Why is grain free bad for pups? Many I know have had it since weaning and seem fine.


----------



## jakeandrenee (Apr 30, 2010)

Since his test came back with no allergies to chicken I thought I consider trying another flavor. I am at the bottom of this small bag and thought I'd ask how others were doing on Acana's grain free products BEFORE I buy more....


----------



## jakeandrenee (Apr 30, 2010)

Most grain free are not safe for puppies because the cal/phos levels are too high....
Anyone else have an opinion on Acana?


----------



## Zoeys mom (Jan 23, 2010)

I know I have heard it is an awesome food comparable to Orijen who I think also makes Acana products? I know I was looking into it when I switched to grain free but it was out of my price range


----------



## Samba (Apr 23, 2001)

I fed the Orijen LB puppy.
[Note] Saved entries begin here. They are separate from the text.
PR #921, opened 2023-05-04
Packages/test performance

abandoned-prototype:
## Status

Ready for review

## Description of Changes

 - For some reason the mockdata used in the tests not only contains a lot of data, but it was freshly inserted into the database for every test that used it.
   - Now we will load the mockdata into the in-memory database only once (via the fixture with scope session). This makes tests significantly faster.
   - Adding an additional department to the mockdata broke some tests which had to be fixed.
   - Changing anything in the mockdata brakes tests because some of the data is assigned pseudo-randomly (random with fixed seed), so a test might fail because an officer used to not have a link in the profile but does after the change. I fixed the failing tests in a way that this does not happen again.

## Notes for Deployment
 Changes tests only

## Tests and linting

### DIFF
--- a/OpenOversight/tests/conftest.py
+++ b/OpenOversight/tests/conftest.py
@@ -48,6 +48,10 @@ RANK_CHOICES_2 = [
     "Chief",
 ]
 
+DEPARTMENT_NAME = "Springfield Police Department"
+DEPARTMENT_TWO_NAME = "Chicago Police Department"
+DEPARTMENT_EMPTY_NAME = "Empty Police Department"
+
 
 AC_DEPT = 1
 
@@ -116,7 +120,7 @@ def pick_salary():
     return random.randint(100, 100000000) / 100
 
 
-def generate_officer():
+def generate_officer(department):
     year_born = pick_birth_date()
     f_name, m_initial, l_name = pick_name()
     return models.Officer(
@@ -127,7 +131,7 @@ def generate_officer():
         gender=pick_gender(),
         birth_year=year_born,
         employment_date=datetime.datetime(year_born + 20, 4, 4, 1, 1, 1),
-        department_id=pick_department().id,
+        department_id=department.id,
         unique_internal_identifier=pick_uid(),
     )
 
@@ -216,6 +220,13 @@ def db(app):
     with app.app_context():
         _db.app = app
         _db.create_all()
+        connection = _db.engine.connect()
+        session = scoped_session(session_factory=sessionmaker(bind=connection))
+        _db.session = session
+        add_mockdata(session)
+        session.commit()
+        connection.close()
+        session.remove()
 
         yield _db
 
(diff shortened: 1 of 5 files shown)


OpenOversight/tests/conftest.py
```diff
@@ -48,6 +49,10 @@
     "Chief",
 ]
 
+DEPARTMENT_NAME = "Springfield Police Department"
+DEPARTMENT_TWO_NAME = "Chicago Police Department"
+DEPARTMENT_EMPTY_NAME = "Empty Police Department"
```
michplunkett, line 54: 🔬 I think `DEPARTMENT_NAME_XXXX` makes more sense as a naming motif.

`DEPARTMENT_NAME` -> `DEPARTMENT_NAME_SPRINGFIELD`
`DEPARTMENT_TWO_NAME` -> `DEPARTMENT_NAME_CHICAGO`
`DEPARTMENT_EMPTY_NAME` -> `DEPARTMENT_NAME_EMPTY`.

michplunkett, line 54: When I see "empty" in the name, I presume it's an empty string.

OpenOversight/tests/conftest.py
```diff
@@ -310,15 +339,18 @@ def add_mockdata(session):
 
     test_images = [
         models.Image(
-            filepath="/static/images/test_cop{}.png".format(x + 1), department_id=1
+            filepath="/static/images/test_cop{}.png".format(x + 1),
```
michplunkett, line 342: 🔬 An f-string feels like a more intuitive way to write this, imo.

OpenOversight/tests/conftest.py
```diff
@@ -348,15 +381,23 @@ def add_mockdata(session):
...
+        for officer in officers_dept1[
+            : math.ceil(len(officers_dept1) * assignment_ratio)
+        ]
     ]
     assignments_dept2 = [
-        build_assignment(officer, test_units, jobs_dept2) for officer in officers_dept2
+        build_assignment(officer, test_units, jobs_dept2)
+        for officer in officers_dept2[
+            : math.ceil(len(officers_dept2) * assignment_ratio)
+        ]
```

The Acana is a little lower in quality and is Champion's less pricey food but still appears of good quality. 
I would feed the Acana large breed puppy formula, if I could not do the Orijen.

I feed raw and kibble also.


----------



## jakeandrenee (Apr 30, 2010)

I can't get Orijen.

Is the LBP Acana grain free????


----------



## jakeandrenee (Apr 30, 2010)

Anyone else have any feedback for me about Acana?


----------



## Quinnsmom (Dec 27, 2008)

Acana LBP contains steamed oats and brown rice as carbs. See Champion Petfoods | ACANA | Products - Puppy Small Breed and click links for all ingredients. It is interesting to see that Champion is marketing Origen and Acana well into the States. It started out as a small Canadian company in Alberta. Maybe I should invest....


----------



## spidermilk (Mar 18, 2010)

I was feeding my puppy Acana Wild Praerie because Orijen Large Breed Puppy was too rich and he wasn't having solid stools even after a lengthy food adjustment period. At the store I compared the Calcium & Phosphorous % levels with the Orijen Large Breed Puppy and they were the same range 1.5-1.7% Calcium, 1.1-1.3% P. 

But:
-Grasslands does NOT have these ranges, they have higher amounts so I'd assume it is not suitable for a large breed puppy.
-When I checked the website for Acana Wild Praerie they only listed minimum amounts which concerned me.
-Also if you compare the calories- Large Breed Puppy has more... so I'd assume the even though the %s are the same the actual amount might be a little less.
-After switching to Acana my pup's poo got a lot more solid and consistent-yay AND I have switched back to Large Breed Puppy (after a few months)...


----------



## jakeandrenee (Apr 30, 2010)

Thank you for your input....was wondering about Grasslands...looks like Pacifica is the only one we know for sure is ok....although they claim ALS.


----------



## Gib Laut (Feb 21, 2010)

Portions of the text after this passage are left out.